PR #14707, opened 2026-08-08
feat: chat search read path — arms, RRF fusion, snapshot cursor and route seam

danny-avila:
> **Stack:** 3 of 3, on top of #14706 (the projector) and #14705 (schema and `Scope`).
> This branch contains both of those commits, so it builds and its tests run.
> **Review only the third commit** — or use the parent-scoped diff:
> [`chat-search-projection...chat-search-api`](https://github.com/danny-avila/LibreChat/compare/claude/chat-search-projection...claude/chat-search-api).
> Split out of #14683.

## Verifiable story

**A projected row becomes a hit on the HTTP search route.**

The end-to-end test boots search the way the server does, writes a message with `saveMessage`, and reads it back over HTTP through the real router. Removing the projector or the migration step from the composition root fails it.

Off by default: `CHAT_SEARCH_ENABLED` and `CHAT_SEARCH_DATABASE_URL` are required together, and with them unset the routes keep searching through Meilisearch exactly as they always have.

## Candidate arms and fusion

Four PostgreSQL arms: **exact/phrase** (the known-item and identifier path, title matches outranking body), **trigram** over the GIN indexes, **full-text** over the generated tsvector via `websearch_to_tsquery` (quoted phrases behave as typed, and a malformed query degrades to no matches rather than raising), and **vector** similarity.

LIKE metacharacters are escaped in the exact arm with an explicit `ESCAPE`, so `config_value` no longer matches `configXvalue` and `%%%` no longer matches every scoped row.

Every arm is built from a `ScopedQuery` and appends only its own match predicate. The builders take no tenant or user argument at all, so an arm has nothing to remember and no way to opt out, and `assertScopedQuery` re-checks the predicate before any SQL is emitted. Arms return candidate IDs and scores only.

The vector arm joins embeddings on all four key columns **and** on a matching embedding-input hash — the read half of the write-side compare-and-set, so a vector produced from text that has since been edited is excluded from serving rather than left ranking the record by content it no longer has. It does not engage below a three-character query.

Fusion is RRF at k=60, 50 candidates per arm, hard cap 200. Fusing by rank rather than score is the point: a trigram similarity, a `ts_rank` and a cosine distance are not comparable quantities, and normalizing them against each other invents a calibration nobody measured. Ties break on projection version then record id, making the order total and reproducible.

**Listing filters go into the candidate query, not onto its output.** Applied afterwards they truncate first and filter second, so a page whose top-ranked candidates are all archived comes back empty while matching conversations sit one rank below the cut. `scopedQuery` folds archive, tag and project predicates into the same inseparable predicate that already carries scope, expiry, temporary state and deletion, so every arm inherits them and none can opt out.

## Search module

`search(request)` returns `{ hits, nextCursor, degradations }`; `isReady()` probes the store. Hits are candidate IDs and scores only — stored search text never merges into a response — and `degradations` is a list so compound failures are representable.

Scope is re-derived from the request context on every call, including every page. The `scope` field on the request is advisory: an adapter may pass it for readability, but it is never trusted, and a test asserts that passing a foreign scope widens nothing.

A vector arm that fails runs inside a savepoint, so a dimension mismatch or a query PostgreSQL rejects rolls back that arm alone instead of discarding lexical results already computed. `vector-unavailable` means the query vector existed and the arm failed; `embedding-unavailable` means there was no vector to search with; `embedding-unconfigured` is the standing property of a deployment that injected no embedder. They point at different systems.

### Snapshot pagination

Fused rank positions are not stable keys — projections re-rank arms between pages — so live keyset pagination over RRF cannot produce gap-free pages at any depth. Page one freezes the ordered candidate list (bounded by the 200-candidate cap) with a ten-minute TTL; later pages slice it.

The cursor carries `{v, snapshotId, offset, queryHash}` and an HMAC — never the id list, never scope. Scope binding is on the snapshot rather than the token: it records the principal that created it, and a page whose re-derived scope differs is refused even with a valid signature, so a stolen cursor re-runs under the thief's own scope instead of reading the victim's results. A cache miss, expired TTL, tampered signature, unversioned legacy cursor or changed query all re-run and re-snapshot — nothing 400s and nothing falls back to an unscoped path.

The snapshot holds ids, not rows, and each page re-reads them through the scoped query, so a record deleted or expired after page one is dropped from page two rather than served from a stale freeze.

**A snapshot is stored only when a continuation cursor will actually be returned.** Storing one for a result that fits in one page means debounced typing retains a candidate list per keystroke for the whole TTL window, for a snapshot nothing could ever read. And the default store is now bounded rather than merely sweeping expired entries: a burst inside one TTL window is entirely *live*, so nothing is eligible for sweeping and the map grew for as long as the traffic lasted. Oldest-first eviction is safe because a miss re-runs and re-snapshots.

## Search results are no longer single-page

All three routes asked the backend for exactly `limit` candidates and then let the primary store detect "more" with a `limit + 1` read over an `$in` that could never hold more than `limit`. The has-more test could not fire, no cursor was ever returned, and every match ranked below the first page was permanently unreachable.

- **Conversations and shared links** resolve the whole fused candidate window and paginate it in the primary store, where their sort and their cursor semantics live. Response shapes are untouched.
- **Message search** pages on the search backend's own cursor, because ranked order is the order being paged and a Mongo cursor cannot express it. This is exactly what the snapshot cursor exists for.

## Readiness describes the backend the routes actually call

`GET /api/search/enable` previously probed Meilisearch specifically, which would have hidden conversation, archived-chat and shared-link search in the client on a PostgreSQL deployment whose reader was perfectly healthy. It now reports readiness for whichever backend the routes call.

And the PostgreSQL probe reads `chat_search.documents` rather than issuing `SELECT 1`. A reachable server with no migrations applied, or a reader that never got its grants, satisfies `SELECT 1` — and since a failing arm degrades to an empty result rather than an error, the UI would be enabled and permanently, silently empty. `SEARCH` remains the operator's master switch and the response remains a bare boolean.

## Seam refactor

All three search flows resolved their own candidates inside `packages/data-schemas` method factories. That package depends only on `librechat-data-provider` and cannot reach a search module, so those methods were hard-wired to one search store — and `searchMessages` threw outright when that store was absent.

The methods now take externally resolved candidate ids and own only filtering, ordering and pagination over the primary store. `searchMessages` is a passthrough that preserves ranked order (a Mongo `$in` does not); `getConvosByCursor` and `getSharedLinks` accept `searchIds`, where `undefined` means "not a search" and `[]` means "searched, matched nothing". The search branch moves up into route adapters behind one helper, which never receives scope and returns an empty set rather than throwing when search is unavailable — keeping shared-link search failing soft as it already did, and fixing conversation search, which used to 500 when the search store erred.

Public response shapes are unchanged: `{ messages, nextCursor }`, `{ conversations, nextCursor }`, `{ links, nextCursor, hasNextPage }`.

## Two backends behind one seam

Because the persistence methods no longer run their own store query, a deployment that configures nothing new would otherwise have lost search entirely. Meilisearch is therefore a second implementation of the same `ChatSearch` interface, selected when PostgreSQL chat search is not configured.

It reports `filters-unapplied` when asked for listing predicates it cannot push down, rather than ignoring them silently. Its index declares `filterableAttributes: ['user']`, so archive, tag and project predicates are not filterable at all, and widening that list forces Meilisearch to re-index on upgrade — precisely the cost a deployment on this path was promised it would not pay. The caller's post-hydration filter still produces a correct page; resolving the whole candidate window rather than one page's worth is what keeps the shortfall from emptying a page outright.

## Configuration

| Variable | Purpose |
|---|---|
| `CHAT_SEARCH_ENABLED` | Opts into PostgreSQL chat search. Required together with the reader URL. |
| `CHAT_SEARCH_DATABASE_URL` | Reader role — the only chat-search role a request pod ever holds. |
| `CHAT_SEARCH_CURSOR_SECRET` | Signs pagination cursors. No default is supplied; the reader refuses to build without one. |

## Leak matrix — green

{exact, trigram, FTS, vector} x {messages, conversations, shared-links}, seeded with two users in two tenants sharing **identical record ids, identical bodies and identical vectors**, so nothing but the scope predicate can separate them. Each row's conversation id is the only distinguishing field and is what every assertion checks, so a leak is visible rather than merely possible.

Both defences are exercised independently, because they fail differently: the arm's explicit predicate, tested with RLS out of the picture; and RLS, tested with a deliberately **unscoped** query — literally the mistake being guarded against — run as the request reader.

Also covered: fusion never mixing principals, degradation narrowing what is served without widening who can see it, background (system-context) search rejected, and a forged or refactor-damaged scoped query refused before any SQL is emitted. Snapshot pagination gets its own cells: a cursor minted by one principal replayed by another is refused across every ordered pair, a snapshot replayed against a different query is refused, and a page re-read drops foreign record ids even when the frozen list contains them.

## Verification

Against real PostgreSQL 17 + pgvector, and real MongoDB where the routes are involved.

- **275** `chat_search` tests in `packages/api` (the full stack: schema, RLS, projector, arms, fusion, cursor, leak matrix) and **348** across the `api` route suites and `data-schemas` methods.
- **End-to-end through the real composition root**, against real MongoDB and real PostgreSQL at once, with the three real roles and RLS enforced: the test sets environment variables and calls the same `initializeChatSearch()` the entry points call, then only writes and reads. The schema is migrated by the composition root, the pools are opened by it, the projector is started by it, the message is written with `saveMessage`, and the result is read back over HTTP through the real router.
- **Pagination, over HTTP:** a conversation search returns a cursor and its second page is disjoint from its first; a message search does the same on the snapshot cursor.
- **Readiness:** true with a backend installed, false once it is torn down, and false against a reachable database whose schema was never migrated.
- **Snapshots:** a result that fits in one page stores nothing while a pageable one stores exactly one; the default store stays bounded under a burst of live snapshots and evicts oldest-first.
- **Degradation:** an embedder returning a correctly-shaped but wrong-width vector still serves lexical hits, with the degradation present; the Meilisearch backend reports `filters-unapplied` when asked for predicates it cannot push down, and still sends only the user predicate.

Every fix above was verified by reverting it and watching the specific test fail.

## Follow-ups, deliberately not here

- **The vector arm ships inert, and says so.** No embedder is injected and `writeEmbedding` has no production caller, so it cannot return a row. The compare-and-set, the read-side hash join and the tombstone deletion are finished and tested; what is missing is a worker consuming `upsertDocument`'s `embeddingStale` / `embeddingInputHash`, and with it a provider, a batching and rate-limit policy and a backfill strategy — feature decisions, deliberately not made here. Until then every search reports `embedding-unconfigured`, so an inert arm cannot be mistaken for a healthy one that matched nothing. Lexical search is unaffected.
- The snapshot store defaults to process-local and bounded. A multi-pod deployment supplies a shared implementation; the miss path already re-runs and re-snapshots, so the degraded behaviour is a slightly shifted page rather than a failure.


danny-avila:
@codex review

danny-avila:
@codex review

...

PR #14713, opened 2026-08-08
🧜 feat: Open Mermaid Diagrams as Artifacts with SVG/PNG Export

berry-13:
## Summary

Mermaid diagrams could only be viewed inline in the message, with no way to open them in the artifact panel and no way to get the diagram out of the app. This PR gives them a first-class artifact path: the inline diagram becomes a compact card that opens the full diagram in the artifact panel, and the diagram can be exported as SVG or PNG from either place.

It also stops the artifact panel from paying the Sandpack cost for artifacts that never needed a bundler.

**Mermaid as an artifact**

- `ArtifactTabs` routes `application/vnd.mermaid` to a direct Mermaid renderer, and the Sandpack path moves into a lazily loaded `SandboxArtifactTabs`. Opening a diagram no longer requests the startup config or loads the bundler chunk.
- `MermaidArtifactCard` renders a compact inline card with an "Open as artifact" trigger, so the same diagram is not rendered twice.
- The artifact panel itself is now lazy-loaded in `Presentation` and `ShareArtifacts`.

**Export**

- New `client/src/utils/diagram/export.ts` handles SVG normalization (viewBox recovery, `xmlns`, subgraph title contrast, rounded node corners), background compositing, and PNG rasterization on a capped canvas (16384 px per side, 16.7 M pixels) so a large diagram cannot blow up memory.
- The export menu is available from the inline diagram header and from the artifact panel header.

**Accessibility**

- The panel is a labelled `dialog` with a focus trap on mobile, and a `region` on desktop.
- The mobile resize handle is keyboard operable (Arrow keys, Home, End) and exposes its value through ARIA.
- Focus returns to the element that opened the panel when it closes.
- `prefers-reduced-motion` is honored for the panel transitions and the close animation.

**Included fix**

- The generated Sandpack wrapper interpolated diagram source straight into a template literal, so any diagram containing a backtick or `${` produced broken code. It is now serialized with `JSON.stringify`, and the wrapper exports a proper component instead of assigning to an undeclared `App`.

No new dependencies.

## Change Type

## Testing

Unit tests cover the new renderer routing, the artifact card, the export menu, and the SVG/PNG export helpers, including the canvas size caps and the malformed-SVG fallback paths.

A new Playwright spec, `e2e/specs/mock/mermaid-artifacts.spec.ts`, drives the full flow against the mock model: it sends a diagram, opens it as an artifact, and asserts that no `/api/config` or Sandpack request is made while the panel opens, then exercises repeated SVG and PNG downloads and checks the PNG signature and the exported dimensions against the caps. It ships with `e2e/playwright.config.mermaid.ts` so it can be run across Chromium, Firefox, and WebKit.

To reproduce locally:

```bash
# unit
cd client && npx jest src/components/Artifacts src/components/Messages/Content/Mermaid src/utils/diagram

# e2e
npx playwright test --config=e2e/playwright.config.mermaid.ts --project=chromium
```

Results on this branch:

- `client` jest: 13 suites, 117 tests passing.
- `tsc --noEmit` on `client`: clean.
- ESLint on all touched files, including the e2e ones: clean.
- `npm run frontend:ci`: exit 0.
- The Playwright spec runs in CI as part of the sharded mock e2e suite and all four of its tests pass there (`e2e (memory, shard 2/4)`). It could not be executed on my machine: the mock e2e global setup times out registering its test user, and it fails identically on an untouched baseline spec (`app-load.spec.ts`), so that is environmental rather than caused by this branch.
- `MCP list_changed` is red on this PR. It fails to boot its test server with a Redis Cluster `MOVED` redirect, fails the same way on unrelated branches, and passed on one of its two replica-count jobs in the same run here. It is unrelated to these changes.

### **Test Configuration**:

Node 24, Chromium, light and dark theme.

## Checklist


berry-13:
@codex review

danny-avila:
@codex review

_Work request_
The lines above from the one with "PR #14707, opened 2026-08-08" through the one with "## Candidate arms and fusion" are to be duplicated exactly, ends included, with nothing added.

_Answer section_
PR #14707, opened 2026-08-08
feat: chat search read path — arms, RRF fusion, snapshot cursor and route seam

danny-avila:
> **Stack:** 3 of 3, on top of #14706 (the projector) and #14705 (schema and `Scope`).
> This branch contains both of those commits, so it builds and its tests run.
> **Review only the third commit** — or use the parent-scoped diff:
> [`chat-search-projection...chat-search-api`](https://github.com/danny-avila/LibreChat/compare/claude/chat-search-projection...claude/chat-search-api).
> Split out of #14683.

## Verifiable story

**A projected row becomes a hit on the HTTP search route.**

The end-to-end test boots search the way the server does, writes a message with `saveMessage`, and reads it back over HTTP through the real router. Removing the projector or the migration step from the composition root fails it.

Off by default: `CHAT_SEARCH_ENABLED` and `CHAT_SEARCH_DATABASE_URL` are required together, and with them unset the routes keep searching through Meilisearch exactly as they always have.

## Candidate arms and fusion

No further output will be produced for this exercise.